--- INFORMATION PROVIDED Enclosed Below ---
PR #281, opened 2017-07-04
Add route priority

emilevauge:
This PR adds the concept of priorities to routes.
We use gorilla/mux quite intensively on [Traefik](https://github.com/containous/traefik) and we had to add this concept to mux in order to sort routes with a specific order in the muxer.
It allows us to catch `http://mydomain.com/bigpath` before `http://mydomain.com/big` for example.
Let me know if you are not interested in this feature, I will close the PR then :)

Signed-off-by: Emile Vauge <emile@vauge.com>

### DIFF
--- a/mux.go
+++ b/mux.go
@@ -10,6 +10,7 @@ import (
 	"net/http"
 	"path"
 	"regexp"
+	"sort"
 	"strings"
 )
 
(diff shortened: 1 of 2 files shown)


elithrar:
Priority is ascertained by the order in which routes are added, so I’m not sure this PR simplifies the API in a meaningful way. 

Further: how are identical priorities resolved? Where are the tests? 🙃

emilevauge:
@elithrar I didn't say this PR was simplifying anything.
It adds the possibility to control the priority using something else than inserted order.
I did this on a fork for Traefik because we had a use case for this.
If you this it worth it, I'll write some tests, other than that, I'll just close this PR :)

kisielk:
I think the API is a bit too specific, what if someone wants to have some other criteria?

You could always create a list of route metadata first, sort it according to priority (or whatever other method you want), and then add the routes to mux.

emilevauge:
Closing this one then.

PR #288, opened 2017-08-18
Fix #271:  Returning 405 instead of 404 when request has method mismatch with route

### LINKED ISSUE #271: 405 method not allowed vs. 404 not found
When .Method("GET") is specified and "POST" is called on that endpoint, a 404 is returned instead of a 405. The only function I can see for handling missing stuff is the NotFound() and the handler wrapper. Can we get a 405 on missing methods instead?

maknahar:
This is my attempt to handle the Issue #271 . All existing tests are passing and I have added an additional test for current feature. 

This is my first major contribution to a big open source project. Please feel free to suggest any change.

### DIFF
--- a/mux.go
+++ b/mux.go
@@ -44,7 +44,7 @@ type Router struct {
 	// Configurable Handler to be used when no route matches.
 	NotFoundHandler http.Handler
 
-	// Configurable Handler to be used request has method mismatch with route
+	// Configurable Handler to be used when the request method does not match the route.
 	MethodNotAllowedHandler http.Handler
 
 	// Parent route, if this is a subrouter.
--- a/mux.go
+++ b/mux.go
@@ -13,6 +13,10 @@ import (
 	"strings"
 )
 
+var (
+	ErrMethodMismatch = errors.New("Method is Not Allowed")
+)
+
 // NewRouter returns a new router instance.
 func NewRouter() *Router {
 	return &Router{namedRoutes: make(map[string]*Route), KeepContext: false}
@@ -106,8 +110,8 @@ func (r *Router) ServeHTTP(w http.ResponseWriter, req *http.Request) {
 		req = setCurrentRoute(req, match.Route)
 	}
 
-	if match.MethodMismatch {
-		handler = MethodNotAllowedHandler()
+	if handler == nil && match.MatchErr == ErrMethodMismatch {
+		handler = methodNotAllowedHandler()
 	}
 
 	if handler == nil {
@@ -351,9 +355,10 @@ type RouteMatch struct {
 	Handler http.Handler
 	Vars    map[string]string
 
-	// MethodMismatch flag is set to true if a route is matched but there
-	// is a mismatch in the request method and route method
-	MethodMismatch bool
+	// MatchErr is set to appropriate matching error
+	// It is set to ErrMethodMismatch if there is a mismatch in
+	// the request method and route method
+	MatchErr error
 }
 
 type contextKey int
@@ -556,11 +561,11 @@ func matchMapWithRegex(toCheck map[string]*regexp.Regexp, toMatch map[string][]s
 	return true
 }
 
-// MethodNotAllowed replies to the request with an HTTP status code 405.
-func MethodNotAllowed(w http.ResponseWriter, r *http.Request) {
+// methodNotAllowed replies to the request with an HTTP status code 405.
+func methodNotAllowed(w http.ResponseWriter, r *http.Request) {
 	w.WriteHeader(http.StatusMethodNotAllowed)
 }
 
-// MethodNotAllowedHandler returns a simple request handler
+// methodNotAllowedHandler returns a simple request handler
 // that replies to each request with a status code 405.
-func MethodNotAllowedHandler() http.Handler { return http.HandlerFunc(MethodNotAllowed) }
+func methodNotAllowedHandler() http.Handler { return http.HandlerFunc(methodNotAllowed) }
--- a/mux.go
+++ b/mux.go
@@ -43,6 +43,10 @@ func NewRouter() *Router {
 type Router struct {
 	// Configurable Handler to be used when no route matches.
 	NotFoundHandler http.Handler
+
+	// Configurable Handler to be used request has method mismatch with route
+	MethodNotAllowedHandler http.Handler
+
 	// Parent route, if this is a subrouter.
 	parent parentRoute
 	// Routes to be matched, in order.
@@ -67,6 +71,11 @@ func (r *Router) Match(req *http.Request, match *RouteMatch) bool {
 		if route.Match(req, match) {
 			return true
 		}
+	}
+
+	if match.MatchErr == ErrMethodMismatch && r.MethodNotAllowedHandler != nil {
+		match.Handler = r.MethodNotAllowedHandler
+		return true
 	}
 
 	// Closest match for a router (includes sub-routers)
--- a/mux.go
+++ b/mux.go
@@ -14,7 +14,7 @@ import (
 )
 
 var (
-	ErrMethodMismatch = errors.New("Method is Not Allowed")
+	ErrMethodMismatch = errors.New("method is not allowed")
 )
 
 // NewRouter returns a new router instance.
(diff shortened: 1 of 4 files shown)


mux.go
```diff
@@ -545,3 +555,12 @@ func matchMapWithRegex(toCheck map[string]*regexp.Regexp, toMatch map[string][]s
 	}
 	return true
 }
+
+// MethodNotAllowed replies to the request with an HTTP status code 405.
+func MethodNotAllowed(w http.ResponseWriter, r *http.Request) {
```
kisielk: I don't think this needs to be exported

mux.go
```diff
@@ -545,3 +555,12 @@ func matchMapWithRegex(toCheck map[string]*regexp.Regexp, toMatch map[string][]s
...
+	w.WriteHeader(http.StatusMethodNotAllowed)
+}
+
+// MethodNotAllowedHandler returns a simple request handler
+// that replies to each request with a status code 405.
+func MethodNotAllowedHandler() http.Handler { return http.HandlerFunc(MethodNotAllowed) }
```
kisielk: This probably doesn't need to be exported either

mux.go
```diff
@@ -344,6 +350,10 @@ type RouteMatch struct {
 	Route   *Route
 	Handler http.Handler
 	Vars    map[string]string
+
+	// MethodMismatch flag is set to true if a route is matched but there
+	// is a mismatch in the request method and route method
+	MethodMismatch bool
```
kisielk: I wonder if it would be better to have a `MatchError error` field instead. Then there could be a `ErrMethodMismatch` value used there in the case of methodMatcher, and then it could be extended with other error types in the future.

kisielk:
Overall approach looks good to me, I left some comments about possible improvements. What do you think?

maknahar:
All changes suggested by you make perfect sense @kisielk . I will make the change ASAP.

maknahar:
@kisielk I have made the changes. Please let me know if anymore improvement is required.

kisielk:
@elithrar can you give this a second look ?

mux.go
```diff
@@ -13,6 +13,10 @@ import (
 	"strings"
 )
 
+var (
+	ErrMethodMismatch = errors.New("Method is Not Allowed")
```
elithrar: Since we don't use the text for this, we should either:

* Lowercase this as convention - e.g. `method is not allowed`
* Use an enum to reflect the type of error it is.

String errors are inflexible and fragile.

mux_test.go
```diff
@@ -1871,3 +1871,29 @@ func newRequest(method, url string) *http.Request {
 	}
 	return req
 }
+
+func TestNoMatchMethodErrors(t *testing.T) {
+	func1 := func(w http.ResponseWriter, r *http.Request) {}
```
elithrar: Call it `handler`

old_test.go
```diff
@@ -121,12 +121,7 @@ func TestRouteMatchers(t *testing.T) {
 		var routeMatch RouteMatch
 		matched := router.Match(request, &routeMatch)
 		if matched != shouldMatch {
-			// Need better messages. :)
-			if matched {
-				t.Errorf("Should match.")
-			} else {
-				t.Errorf("Should not match.")
-			}
+			t.Errorf("Match Expectation: %v\nGot: %v\nRequest: %v %v", shouldMatch, matched, request.Method, url)
```
elithrar: Follow the format used elsewhere in this file - e.g. `Expected: %v Got: %v`

mux.go
```diff
@@ -344,6 +354,11 @@ type RouteMatch struct {
 	Route   *Route
 	Handler http.Handler
 	Vars    map[string]string
+
+	// MatchErr is set to appropriate matching error
+	// It is set to ErrMethodMismatch if there is a mismatch in
+	// the request method and route method
+	MatchErr error
```
elithrar: This doesn't feel right: if you provide an `error` here you can't are extremely limited in how you can customize 405 responses.

Should we not offer a `MethodNotAllowedHandler` field on the `Router` akin to `NotFoundHandler` that a package user can customize? See https://godoc.org/github.com/gorilla/mux#Router

kisielk: The purpose of this is not to customize the response, but a way for the match to signal to the router the reason why it failed to match anything. The other option is to have a flag on RouteMatch specifically for the method not matching, but that feels less extensible to me.

I agree that the router should ultimately have a way to customize the handler, but that's a separate bit of logic than this.

mux.go
maknahar: Will Change it to lower case.

mux.go
maknahar: I agree that router should have MethodNotAllowedHandler. We can default to local `methodNotAllowedHandler` if it is not set, same as we do with `http.NotFoundHandler`. Should we make those change in a current fix #271 is the question?

maknahar: @elithrar @kisielk Can we look into merging this PR if no other change is required? Or do you guys want to add `methodNotAllowedHandler` in this as well?

elithrar: @maknahar If you can add that as well, we can merge - that way it's feature-complete :)

maknahar: Sure.

maknahar:
@elithrar I have added custom `MethodNotAllowedHandler` in Router. Please have a look.

mux.go
```diff
@@ -39,6 +43,10 @@ func NewRouter() *Router {
 type Router struct {
 	// Configurable Handler to be used when no route matches.
 	NotFoundHandler http.Handler
+
+	// Configurable Handler to be used request has method mismatch with route
```
elithrar: Change to "Configurable Handler to be used when the request method does not match the route."

kisielk:
LGTM after the requested change.

maknahar:
@kisielk I have done the requested change.

kisielk:
Thanks a lot!

mux_test.go
```diff
@@ -1871,3 +1871,42 @@ func newRequest(method, url string) *http.Request {
...
+		t.Error("Should get ErrMethodMismatch error")
+	}
+
+	resp := NewRecorder()
+	r.ServeHTTP(resp, req)
+	if resp.Code != 405 {
+		t.Errorf("Expecting code %v", 405)
+	}
+
+	//Add matching route now
```
shurcooL: Minor style nit. Unlike all others, this comment is missing a space between `//` and the text.

silverweed:
This commit breaks the possibility to have a "catch-all" route, as it will always be called instead of any specific route with a different method.

Consider the following code:
```go
package main

import (
	"fmt"
	"net/http"

	"github.com/gorilla/mux"
)

func main() {
	router := mux.NewRouter()
	get := router.Methods("GET", "HEAD").Subrouter()
	post := router.Methods("POST").Subrouter()

        // Specific POST route without parameters
	post.HandleFunc("/something", func(rw http.ResponseWriter, req *http.Request) {
		fmt.Fprintln(rw, "post")
	})
        // Catch-all route that should match any GET request, and only GET requests 
	get.HandleFunc("/{anything}", func(rw http.ResponseWriter, req *http.Request) {
		fmt.Fprintln(rw, "get")
	})

	http.Handle("/", router)
	http.ListenAndServe(":8888", nil)
}
```

The expected behaviour (and the actual behaviour before this commit) is:
```sh
curl localhost:8888/something -X POST  # -> post
curl localhost:8888/foobar # -> get
```

The actual behaviour as of this commit is that both requests are answered with GET. 

This is especially problematic with routes that have the same path but different methods, as they'll all be answered with the method of the catch-all route. 

The problem disappears when lines 61-64 are commented out or removed from `route.go`.

silverweed:
Even worse:
```go
post.HandleFunc("/some/{thing}", func(rw http.ResponseWriter, req *http.Request) {
	fmt.Fprintln(rw, "post")
})
 // Same route but different method
get.HandleFunc("/some/{thing}", func(rw http.ResponseWriter, req *http.Request) {
	fmt.Fprintln(rw, "get")
})
```
```sh
curl localhost:8888/some/thing  # -> post
```

silverweed:
I [opened an issue](https://github.com/gorilla/mux/issues/300) for this.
--- End of Enclosed INFORMATION PROVIDED ---
* _PROBLEM DESCRIPTION_: Give back every line from the beginning of the records through the line holding "Let me know if you", exactly as it reads, and leave out the rest.

* _SOLVED PROBLEM_:
PR #281, opened 2017-07-04
Add route priority

emilevauge:
This PR adds the concept of priorities to routes.
We use gorilla/mux quite intensively on [Traefik](https://github.com/containous/traefik) and we had to add this concept to mux in order to sort routes with a specific order in the muxer.
It allows us to catch `http://mydomain.com/bigpath` before `http://mydomain.com/big` for example.
Let me know if you are not interested in this feature, I will close the PR then :)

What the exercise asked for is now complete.